WORK ORDER → Set down the material exactly as given, please, from its first line through the line that includes "I wrote this".

RECORDS SUPPLIED →
PR #1379, opened 2016-10-04
Add default method to see if a vector is inside a world border.

m0pt0pmatt:
This adds 2 default methods to check if a vector/location are inside a world border.

I wrote this because I would like to test when things like ender pearls, arrows, and eggs are thrown outside of the world border.

I added a test method which has the same code as the default method (The version of mockito we use doesn't allow for testing default methods).

Let me know if there's anything that needs changing or more testing.

### DIFF
--- a/src/main/java/org/spongepowered/api/world/ChunkTicketManager.java
+++ b/src/main/java/org/spongepowered/api/world/ChunkTicketManager.java
@@ -30,6 +30,7 @@ import com.google.common.collect.ImmutableListMultimap;
 import com.google.common.collect.ImmutableSet;
 import com.google.common.collect.ImmutableSetMultimap;
 import com.google.common.collect.ListMultimap;
+import org.spongepowered.api.data.DataContainer;
 import org.spongepowered.api.entity.Entity;
 
 import java.util.List;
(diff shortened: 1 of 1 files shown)


src/test/java/org/spongepowered/api/world/WorldBorderTest.java
```diff
@@ -0,0 +1,72 @@
...
+ */
+package org.spongepowered.api.world;
+
+import static org.junit.Assert.assertFalse;
+import static org.junit.Assert.assertTrue;
+
+import com.flowpowered.math.vector.Vector3d;
+import org.junit.Test;
+
+public class WorldBorderTest {
```
Deamon5550: This unit test is completely useless, sure it helps you validate that your initial logic is correct but it does nothing to test the actual functionality of the class to serve any purpose in the future. All this test will do is get out of date.

mattysweeps: I agree, but do to limitations with mockito, i can't actually test the method with mocks.

Would you prefer no unit test at all?
Or I could create a large anonymous WorldBorder class and instance?

Deamon5550: Don't have the unit test at all.

mbroomfield-r7: @Deamon5550 Unit test has been removed.

ryantheleach:
This works with nether scaling right?

m0pt0pmatt:
@ryantheleach I haven't tested that. I'll do that and get back to you

kashike:
@m0pt0pmatt Do you still wish for this to be pulled? There were no commits in this PR.

mattysweeps:
@kashike This is so old I forgot I had it open. I destroyed the commits by force updating. 

No worries though, if I still need this functionality, I'll make another PR.
I never tested nether scaling anyways.

PR #1380, opened 2016-10-05
BiomeArea is now BiomeVolume and all that this implies

DDoS:
Needs a thorough review.

See: https://github.com/SpongePowered/SpongeCommon/pull/967
See: https://github.com/SpongePowered/SpongeForge/pull/938

### DIFF
--- a/src/main/java/org/spongepowered/api/world/extent/BiomeVolume.java
+++ b/src/main/java/org/spongepowered/api/world/extent/BiomeVolume.java
@@ -25,67 +25,66 @@
 package org.spongepowered.api.world.extent;
 
 import com.flowpowered.math.vector.Vector2i;
-import org.spongepowered.api.util.DiscreteTransform2;
+import com.flowpowered.math.vector.Vector3i;
+import org.spongepowered.api.util.DiscreteTransform3;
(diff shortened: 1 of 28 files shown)


src/main/java/org/spongepowered/api/world/extent/BiomeVolume.java
```diff
@@ -25,165 +25,164 @@
...
     }
 
     /**
      * Gets the {@link BiomeType} at the given location.
      *
      * @param x The X position
-     * @param z The Z position
-     * @return The biome
+     * @param y The Y position
+     * @param z The Z position  @return The biome
```
Deamon5550: need a newline

DDoS:
This can be added to the small issue list.

src/main/java/org/spongepowered/api/world/extent/BiomeVolume.java
DDoS: This can be added to the small issue list.

kashike:
https://github.com/SpongePowered/SpongeAPI/commit/9e7975e3f7173b4600bd1a10795743827e70a86d

Issue #1375, opened 2016-10-01
Get Highest Block at Specific Location


kmecpp:
In Bukkit there was a `World.getHighestBlockAt(Location)` and `World.getHighestBlockYAt(Location)` method, which returned the highest non air block at the given location and the Y position of that block respectively. 

Unless there is some other really easy way to do this, I think these methods should be added to API

Maxqia:
PS for any devs looking at this, Internally it is net.minecraft.world.getHeight(BlockPos)

Zidane:
@kmecpp 

Out of curiosity, what were these generally used for?

ewized:
I used them for optimizing things that needed to check for specific actions in blocks that may be intensive other wise.

me4502:
I used it in CraftBook for Bukkit in the Snow feature, to determine where the snow should form. It's basically a convenience method.

ryantheleach:
I would use them to check whether skylight is accessible for our old servers teleport system, it would "beam up" players as a balance check against people teleporting out of mineshafts.

It's also useful for working out where to teleport people to when given 2d co-ordinates.

me4502:
I'm not at a computer to check right now, but what does this do internally? Does it just iterate over the column?

It does make sense to mirror this if it does anything different like caching.

Deamon5550:
There is no caching it simply iterates.

ST-DDT:
> There is no caching it simply iterates.

Then there is no need to expose this.

Well there a too many too easy to implement features connected to this. 

* Highest block below height X,
* Also ignore leaves or grass
* ignore floating blocks
* ...

So it should be the plugins job to do this. If the plugin needs help it can use the block ray for help. Maybe we can add a helper method for column iterating there if necessary.

Minecrell:
`World.getHeight(BlockPos)` does not iterate, it returns the current value from an internal height map of the chunk.

me4502:
In that case, it makes sense to expose this.

Deamon5550:
@Minecrell that value is useless almost by the time that the populators run

ryantheleach:
Honestly most of the time getting the highest skylight block is what people want, they are just not thinking about it.

If the two methods were in and documented, it would make people think twice about choosing which one.

Additionally if you make people iterate themselves, you have the problem of cubic chunks, whilst Minecraft might not make any optimizations for highest block, cubic chunks would be able to skip any chunks not generated.

theboomer:
[...]

PR #1381, opened 2016-10-05
Added World#getHighestLocationAt(Vector2i). Fixes SpongeAPI #1375

me4502:
As per https://github.com/SpongePowered/SpongeAPI/issues/1375, this PR adds a method to retrieve the highest block in a column, using the internal chunk heightmaps. This retrieves the highest opaque block, which is also the lowest block sunlight can reach.

The method name is up for debate.

### DIFF
--- a/src/main/java/org/spongepowered/api/world/World.java
+++ b/src/main/java/org/spongepowered/api/world/World.java
@@ -84,14 +84,14 @@ public interface World extends Extent, WeatherUniverse, Viewer, ContextSource, M
     }
 
     /**
-     * Get the {@link Location} of the lowest block that sunlight can reach in the given column.
+     * Get the {@link Location} where sunlight reaches in the given column.
      *
      * <p>This method ignores all transparent blocks, providing the highest opaque block.</p>
      *
      * @param position The column position
      * @return The highest opaque block
      */
-    Location<World> getHighestLocationAt(Vector2i position);
+    Location<World> getHighestBlockAt(Vector2i position);
 
     /**
      * Get the loaded chunk at the given block coordinate position.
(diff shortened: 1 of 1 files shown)


src/main/java/org/spongepowered/api/world/World.java
```diff
@@ -83,6 +84,16 @@
     }
 
     /**
+     * Get the {@link Location} of the lowest block that sunlight can reach in the given column.
```
kashike: Weird javadocs.

me4502: How would you suggest improving them?

Maxqia:
Vector2i -> 3i?

windy1:
Err the highest location at any x/y will always be at the map height :P

This should probably be called get highest block at or something like that.

me4502:
I chose 2i, because adding a third dimension is kind of redundant. It'd be ignored anyway

src/main/java/org/spongepowered/api/world/World.java
Maxqia: lowest -> highest

Maxqia:
Well it makes it easier to do something like this world.getHighestLocationAt(location.getBlockPosition()). Also can you change the name to getHighestBlockAt?

me4502:
What do people think of the new javadocs? I felt 'highest' was wrong, as the highest block would always be 255 as that's the highest block sunlight reaches.

Maxqia:
Maybe just the highest Opaque block for the java docs?

me4502:
Is that accurate?

Maxqia:
I think so, well also it wouldn't be 255 because it ignores transparent blocks :P

Deamon5550:
Add a version that takes two ints and default implement the vector one to call that one.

THE COMPLETED TASK →
PR #1379, opened 2016-10-04
Add default method to see if a vector is inside a world border.

m0pt0pmatt:
This adds 2 default methods to check if a vector/location are inside a world border.

I wrote this because I would like to test when things like ender pearls, arrows, and eggs are thrown outside of the world border.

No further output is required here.